Eine Führungskraft erzählte mir einmal von einem Mitarbeitergespräch. Eigentlich sollte es um Arbeitsbelastung gehen. Der Mitarbeiter wirkte angespannt. Die Führungskraft stellte einige Fragen. Hörte aufmerksam zu. Fragte weiter. Und plötzlich wurde der Mitarbeiter still. Die Stimme brach. Tränen liefen über das Gesicht. Die Führungskraft sagte später: „Ehrlich gesagt wusste ich nicht mehr, was ich tun soll.“

 

Die erste Reaktion

Interessanterweise denken viele Führungskräfte in diesem Moment nicht: „Das ist unangenehm.“ Sondern: „Ich hoffe, ich mache jetzt nichts falsch.“

Fragen tauchen auf:

  • Soll ich nachfragen?
  • Soll ich das Gespräch beenden?
  • Soll ich das Thema wechseln?
  • Mache ich die Situation schlimmer?
  • Bin ich überhaupt die richtige Person dafür?

 

Die eigentliche Herausforderung

Die meisten Führungskräfte haben keine Angst vor schwierigen Gesprächen. Sie haben Angst vor starken Emotionen. Nicht weil sie unsensibel sind. Sondern weil sie sich unsicher fühlen. Viele glauben, sie müssten sofort helfen. Eine Lösung finden. Die Situation beruhigen. Doch genau das ist häufig gar nicht notwendig.

 

Was in diesem Moment oft passiert

Sobald Emotionen sichtbar werden, wechseln viele Führungskräfte unbewusst zurück auf die Sachebene. Zum Beispiel mit Aussagen wie: „Nehmen Sie sich kurz Zeit.“ „Das wird schon wieder.“ „Lassen Sie uns später weitersprechen.“ Die Absicht dahinter ist gut.

Doch manchmal signalisiert sie unbeabsichtigt: „Für diese Gefühle ist hier gerade kein Platz.“

 

Was häufig hilfreicher wäre

In vielen Situationen braucht der Mitarbeiter keine Lösung. Keine Analyse. Keinen Ratschlag.

Sondern zunächst etwas anderes: Präsenz.

Einfach die Erfahrung: „Ich darf gerade zeigen, wie es mir geht.“

Manchmal reicht ein Satz wie: „Ich merke, dass Sie das sehr bewegt.“ Oder: „Möchten Sie erzählen, was gerade in Ihnen vorgeht?“

 

Die eigentliche Erkenntnis

Wenn ein Mitarbeiter emotional wird, bedeutet das nicht automatisch, dass etwas schiefläuft. Manchmal bedeutet es, dass zum ersten Mal über das gesprochen wird, was wirklich wichtig ist.  Emotionen sind nicht das Problem.
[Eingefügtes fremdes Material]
Issue #7824, opened 2026-09-10
A nested `whenever` inside a supply callback emits out of order under CPU contention


tokuhirom:
## Summary

When a `supply` block's `whenever` callback registers a **nested** `whenever` on a `Promise` and
then keeps that promise, the values emitted by the nested bodies can arrive at the tap **out of
source order** under CPU contention. Rakudo keeps them in order under the same load.

A `supply` block serializes its emissions; mutsu appears to serialize the *outer* callback but let
each nested `whenever` body emit on whatever thread keeps its promise, so value 3's nested body can
beat value 2's to the tap.

Found while running the full `t/` suite on a 4-core container: it is the only failure in
`t/whenever-callback-recompile-semantics.t` (test 5), which landed with 627307a
("perf: cache the compiled chunk for a whenever callback instead of recompiling per value", #7820).
The test is not wrong — it asserts the order Rakudo actually produces.

## Minimal repro

```raku
my $sup = Supplier.new;
my @fired;
my $done = Promise.new;
supply {
    whenever $sup -> $v {
        my $p = Promise.new;
        whenever $p { emit $v * 10 }
        $p.keep;
    }
}.tap({ @fired.push($_); $done.keep if @fired.elems == 3 });
$sup.emit($_) for 1..3;
await Promise.anyof($done, Promise.in(5));
say @fired;
```

## Measured, 2026-09-10, release build, 4 CPU burners running alongside

| | result |
| --- | --- |
| `raku` (v2026.07) | `[10 20 30]` — **8/8 runs** |
| `mutsu` | `[10 20 30]` 12/15, **`[10 30 20]` 3/15** |

Idle, mutsu is stable (`t/whenever-callback-recompile-semantics.t` passes 5/5 in isolation), which
is why CI has not caught it yet. Under load:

Oft sind sie ein Hinweis darauf, dass etwas Bedeutsames sichtbar wird.

 

Was Führungskräfte daraus lernen können

Führungskräfte müssen keine Therapeuten sein. Emotionen brauchen nicht sofort eine Lösung. Zuhören kann manchmal hilfreicher sein als Handeln. Menschen möchten nicht immer repariert werden. Präsenz ist oft wirksamer als Perfektion. Gute Führung bedeutet auch, menschliche Emotionen aushalten zu können.

 

Reflexionsfrage

Wie reagierst Du, wenn Menschen in Gesprächen Emotionen zeigen?

Versuchst Du zu lösen – oder zunächst zu verstehen?

 

Hinter jeder Emotion steckt ein Bedürfnis

Menschen weinen selten wegen eines Prozesses, einer Excel-Tabelle oder eines Projektplans. Sie weinen wegen dem, was dahinterliegt:

  • Überforderung
  • Enttäuschung
  • Hilflosigkeit
  • Angst
  • Verlust
  • fehlende Wertschätzung

 

Wer Emotionen vorschnell wegdrückt, verpasst häufig die eigentliche Botschaft. Wer sie respektvoll zulässt, schafft Vertrauen. Und Vertrauen ist oft der Beginn der wirksamsten Führung.